GoodrichとATK社は、いわゆる即時対応衛星(ORS-1:Operationally Responsive Space-1)の製造を開始する。この衛星はイラクとアフガンの紛争を軍事主導者らが監視する必要が緊急に生じたときに利用される。衛星には光学観測装置と赤外線観測装置が搭載され、そのデータを航空機利用監視部門や他の衛星監視部門に提供する。衛星は打上げ要求から24ヶ月以内に打上げられる。そして直接軍中枢が利用する。ORS-1は米国諜報部門の分析向けよりも作戦指揮官に直接利用されるように設計されている。
DARPA(国防総省国防高等研究事業局)は、オービタルサイエンシーズに対し、74.6Mドルの分散型衛星アーキクテチャの開発契約を調印した。DARPAはオービタルが開発に必要な能力、開発を実行するための十分な施設と人材を備えていることを理由に単独契約となっている。新規契約企業は、オービタルがすでに実施した作業を繰り返すために少なくとも10Mドルが要求される予定。
NASAの最近の観測により、太陽系外からの宇宙線が増加しており、宇宙時代としてはもっとも高い宇宙線量に達しようとしている。これはカルフォルニア工科大学の研究者が発表したもので、かれらの分析によると、NASAの最先端コンポジション探査衛星(Advanced Composition Explorer)からのデータ分析から、宇宙線の強度はここ数十年の宇宙活動最小期よりも20パーセント増加している。もしこの増加傾向が続くと想定した場合、NASAは宇宙飛行士が月面に向った場合、シールドすべき宇宙線の量を再検討すべきと警告している。
上院外交委員会は今月、米国商業通信衛星輸出規制緩和に関する法文を検討している間に、来年上下院議会で議論されるために、今月法案を提出する予定である。議会と業界筋によると、委員会としては年度末までに下院法案を通したいとしている。この法案では、衛星関連部品を国務省の軍需品リストから商業衛星部分の削除する権限を大統領に付与するというもの。
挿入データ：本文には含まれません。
PR #115, opened 2026-08-10
fix(gui): IrrigationScheduleDialog crashes on open after F154

TheCodingDad-TisonK:
Fix the irrigation schedule dialog crashing on open, a regression from F154.

## Why

F154 retired the UsedPlus wear bridge and deleted `updateSystemWearLevel`, so `system.wearLevel` is now nil on every irrigation system (the F154 bench pins this: `s.wearLevel == nil`). The schedule dialog still read that field in `updatePerformance` - the flow-rate and wear readouts did `system.wearLevel * 0.3` and `system.wearLevel * 100`. That threw `attempt to perform arithmetic (mul) on nil` during `onOpen`, after the dialog was already shown, so it stayed visible with input never initialised: it could be neither interacted with nor closed. Found in-game on the 72h skip test session.

## What

- `IrrigationScheduleDialog:updatePerformance` reads wear as `system.wearLevel or 0`. Per F154 the wear factor is a permanent multiply by one after the retirement, so nil and zero are the same number - this changes no player-observable behaviour, which is F154's invariant 1.
- The F154 bench gains a dialog-consumer assertion under the same invariant: a system with nil wear yields the pre-removal rate, not a throw.

## Verification

Suite 382/0 across 14 files; Lua 5.1 syntax clean. Built and deployed. Not yet opened in-game with the fixed zip (the crashing session was ended).


sasha-rf (approved):
Approve. Reviewed against source, this is a real regression fix, not a workaround.

What checks out:

- Root cause verified: F154 deleted `updateSystemWearLevel`, so `system.wearLevel` is nil on every system, which the F154 bench itself pins (`gone.noWearField` asserts `s.wearLevel == nil`). The schedule dialog read that field in `updatePerformance` for both the flow-rate and wear readouts, throwing on nil during `onOpen` after the dialog was already shown, so input never initialised. The log line matches exactly.
- The fix honors F154's invariant 1: the wear factor is a permanent multiply by one after the retirement, so `wearLevel or 0` produces the identical rate. No player-observable behaviour changes.
- The bench addition sits under the right invariant: a system with nil wear yields the pre-removal rate rather than a throw, pinning the dialog consumer against the same hand-computed number the F154 test uses elsewhere.
- Suite 382/0 across 14 files, syntax clean, built and deployed. The zip carries the guard.

Not yet verified in game: the crashing session was ended before the fixed zip could be opened. Flagged in the PR body, and the next launch should confirm the dialog interacts and closes normally.

No release implied by this review.

sasha-rf (approved):
Re-approve after the split. This PR is now exactly two commits: the F154 dialog crash fix and its own docs entry. The SCS-037 verification docs moved to their own branch per rule zero.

一方上院の外交委員会では衛星輸出規制規定を含まず、商業通信衛星に関して上院下院で最終的な法案通過に向けて法案修正協議を行う。
シャトルが引退した後に、宇宙輸送機能空白期間が米国では発生することが懸念されているが、民間企業はこの空白期間を埋め合わせるサービスをビジネスチャンスと捉え、サービス提供を模索している。物資輸送、実験投資輸送、衛星修理や衛星の軌道修正、さらに宇宙ゴミの「掃除」にもビジネスチャンスを見いだそうとしている。もし民間企業が宇宙ゴミ浄化が可能であることを証明した場合、膨大な事業チャンスが訪れることになる。さらに、ロシアが仮にISSへの輸送を独占した場合の不合理な状況が発生し政治的に懸念事項が発生すれば、さらに民間企業にとってISSへの輸送ビジネスで利益確保も可能となり、さらなる月までの輸送ビジネスも可能となり、NASAはさらなる研究活動に集中でき、民間企業は短期達成が要求される輸送等は民間が取って代わる。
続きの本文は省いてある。